A few clouds had gathered overhead, softening the glare of the sun, dampening the day.

His hands on his hips, Izar continued to stand where he had all morning, in the shadow of the derrick. Men bustled about Dominion Drill I all around him, making him think of bees buzzing about a hive.

Their sun-roasted faces bent to the equipment in concentration, they anchored the drillship in Zone Ten, the site of the oil drill today. In Ocean Dominion’s map of the Atlantic, neat squares divided the entire ocean from north to south pole. Izar had chosen Zone Ten for this day because Ocean Dominion had done little in the area in recent years, except for a coral reef dynamite blast about seven months ago—a failed project in which they’d caught few fish, but a merman’s hand.

Through a borehole in the moonpool on the base of the hull, four men lowered a riser into the water, a high-tension steel pipe with a diameter of close to two feet.
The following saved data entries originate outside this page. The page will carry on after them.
Issue #1840, opened 2020-02-25
Make Stratis metadata relocatable


mulkieran:
We need the ability to write the data to arbitrarily chosen locations on a device, for backup or for other uses. Right now, the metadata is implicitly offset from 0. Change that by parameterizing the appropriate methods on an offset.

mulkieran:
We have other more pressing metadata tasks. This will go on a board when we need it.

jbaublitz:
I'm actually interested in reviving this one. My current thoughts are that if we can find a way to do this, this would allow adding support for initializing the Stratis metadata with room for a LUKS2 header and then converting the pool to an encrypted pool at a later time.

Considerations for this include how we would have to modify blkid to detect the superblock if it is at an offset. We need to make sure that superblocks at an offset would still be picked up by blkid.

PR #1849, opened 2020-02-27
Static header offset

lleshchi:
Related #1840 

The index variable has been added to BDA's `load` and `initialize` methods. Currently, the tests in `bda.rs `and `static_header.rs` use an index of 0, but I will expand this to test other offsets, if this looks good so far.

### DIFF
--- a/src/engine/strat_engine/backstore/metadata/bda.rs
+++ b/src/engine/strat_engine/backstore/metadata/bda.rs
@@ -31,7 +31,7 @@ impl BDA {
     /// Initialize a blockdev with a Stratis BDA.
     pub fn initialize<F>(
         f: &mut F,
-        index: usize,
+        offset: usize,
         identifiers: StratisIdentifiers,
         mda_data_size: MDADataSize,
         blkdev_size: BlockdevSize,
@@ -47,7 +47,7 @@ impl BDA {
             initialization_time,
         );
 
-        header.write(f, index, MetadataLocation::Both)?;
+        header.write(f, offset, MetadataLocation::Both)?;
 
         let regions =
             mda::MDARegions::initialize(STATIC_HEADER_SIZE.sectors().bytes(), header.mda_size, f)?;
@@ -57,11 +57,11 @@ impl BDA {
 
     /// Load a BDA on initial setup of a device.
     /// Returns None if no BDA appears to exist.
-    pub fn load<F>(f: &mut F, index: usize) -> StratisResult<Option<BDA>>
+    pub fn load<F>(f: &mut F, offset: usize) -> StratisResult<Option<BDA>>
     where
         F: Read + Seek + SyncAll,
     {
-        let header = match StaticHeader::setup(f, index)? {
+        let header = match StaticHeader::setup(f, offset)? {
             Some(header) => header,
             None => return Ok(None),
         };
--- a/src/engine/strat_engine/backstore/metadata/bda.rs
+++ b/src/engine/strat_engine/backstore/metadata/bda.rs
@@ -60,7 +60,7 @@ impl BDA {
     where
         F: Read + Seek + SyncAll,
     {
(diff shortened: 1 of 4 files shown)


src/engine/strat_engine/backstore/metadata/bda.rs
```diff
@@ -31,6 +31,7 @@ impl BDA {
     /// Initialize a blockdev with a Stratis BDA.
     pub fn initialize<F>(
         f: &mut F,
+        index: usize,
```
mulkieran: Try renaming ```index``` to ```offset```. You'll also want to document the meaning of this parameter. There is no particular format that we enforce with documentation in our Rust projects, unlike w/ our Python projects, where we use the sphinx markup.

src/engine/strat_engine/backstore/metadata/bda.rs
```diff
@@ -56,11 +57,11 @@ impl BDA {
 
     /// Load a BDA on initial setup of a device.
     /// Returns None if no BDA appears to exist.
-    pub fn load<F>(f: &mut F) -> StratisResult<Option<BDA>>
+    pub fn load<F>(f: &mut F, index: usize) -> StratisResult<Option<BDA>>
     where
         F: Read + Seek + SyncAll,
     {
-        let header = match StaticHeader::setup(f)? {
+        let header = match StaticHeader::setup(f, index)? {
```
mulkieran: If the static header is offset, then I think that the MDA header below will need to be offset as well.

src/engine/strat_engine/backstore/metadata/bda.rs
```diff
@@ -46,7 +47,7 @@ impl BDA {
             initialization_time,
         );
 
-        header.write(f, MetadataLocation::Both)?;
+        header.write(f, index, MetadataLocation::Both)?;
```
mulkieran: If the static header is offset, then the MDA will have to be offset as well.

src/engine/strat_engine/backstore/metadata/static_header.rs
```diff
@@ -183,7 +183,7 @@ impl StaticHeader {
             write_region(f, &signature_block, &zeroed)?;
         } else {
             f.seek(SeekFrom::Start(
-                bytes!(static_header_size::SIGBLOCK_REGION_SECTORS) as u64,
+                (index + bytes!(static_header_size::SIGBLOCK_REGION_SECTORS)) as u64,
```
mulkieran: I think using ```SeekFrom::Current``` will make this simpler.

mulkieran:
@lleshchi Another option, and this one has just occurred to me, is not to pass an index to the methods at all, but to require as a precondition that the file "pointer" when passed, be at the correct location. This alternative approach is worth looking at, but you should go ahead and  modify the tests as I suggested first.

mulkieran:
@lleshchi Another thought...we identified one place in the ```static_header``` tests where the test was allocating more space than necessary... probably because it was adapted from a test that used BDA methods that were required the additional space. You might as well make a separate PR to fix that; it should really have gone in with one of the refactoring PRs we cleared months ago.

mulkieran:
@lleshchi: Actually, the test failure indicates a bug in our implementation; ```StaticHeader::wipe``` should also be relocatable.

I think that it's time to revise our implementation plan, assuming that we're going to try the alternative approach that doesn't take an offset. Try the following:

* Hold onto this PR as a reference.
* Open a new PR.
  - In the new PR, begin by just working on the ```static_header``` module.
    - Modify ```StaticHeader::write```, ```setup```, and ```wipe``` so that they all relocate, but use the new approach where the file is just queued up to the correct location.
    - Modify the tests in ```static_header``` so that they all take an offset argument and so that they all succeed.
  - Then begin work on the BDA implementation.

PR #1850, opened 2020-02-27
More refinements to device discovery

mulkieran:


mulkieran:
rebased.

mulkieran:
My udev testing experiment didn't work out so well, but this logging might as well go in immediately. You can see the effects in the Jenkins stratisd tests; look for "set up". You can't see any log messages for discovered devices, though. I should think that these would be being generated when the Python-based udev tests are run, but it's more work to get the stratisd logs to be displayed in those tests.

PR #1854, opened 2020-02-27
Use pyudev 0.22.0 in tests

mulkieran:


mulkieran:
Note that pylint doesn't actually show the deprecation warnings on the lint test. Where they are visible is in the Jenkins non-rust tests. But we won't need to do anything for the CI, because when we update to Fedora 32 for the Jenkins machines we'll get the new version of pyudev that comes along with that distro. In the meantime, there is no reason to let the deprecation warnings bother us.

mulkieran:
This is too trivial to bother anyone for review, merging.

PR #1859, opened 2020-03-02
Tidy up some tests in the sim engine module

mulkieran:


src/engine/sim_engine/engine.rs
```diff
@@ -231,32 +231,15 @@ mod tests {
...
-    /// Creating a new pool with the same name and arguments should return identity
+    /// Creating a new pool with the same name and arguments should return
+    /// identity.
     fn create_pool_name_collision() {
         let name = "name";
         let mut engine = SimEngine::default();
-        engine
-            .create_pool(name, &[Path::new("/s/d")], None)
-            .unwrap();
+        let devices = [Path::new("/s/d")];
```
jbaublitz: I created a testing macro that you could use here if that's of interest. Since it's already merged, it might make sense to use that instead. It's located [here](https://github.com/stratis-storage/stratisd/blob/develop-2.0.1/src/engine/macros.rs#L157-L162).

mulkieran: > I created a testing macro that you could use here if that's of interest. Since it's already merged, it might make sense to use that instead. It's located [here](https://github.com/stratis-storage/stratisd/blob/develop-2.0.1/src/engine/macros.rs#L157-L162).

Probably best to hit a few more missed spots...

mulkieran:
I'll pick up a few more fixes while here...

mulkieran:
This has new bits now, so I'm re-requesting review.

PR #1860, opened 2020-03-04
Do not include stratis_identifiers field in DeviceInfo struct

mulkieran:


mulkieran:
The failure is real, copy-paste error in test changes caused it.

The eight hands of the four men moved with the symmetric collaboration of a spider’s legs. Machines aboard Dominion Drill I shrieked and shouted as the riser powered deeper and deeper into the ocean. Many men wore earmuffs to block out the racket, but Izar didn’t mind it. Despite the clamor aboard, the penetration into the ocean floor would be smooth and soundless below; he’d designed it that way, to reduce the possibility of interference from merpeople.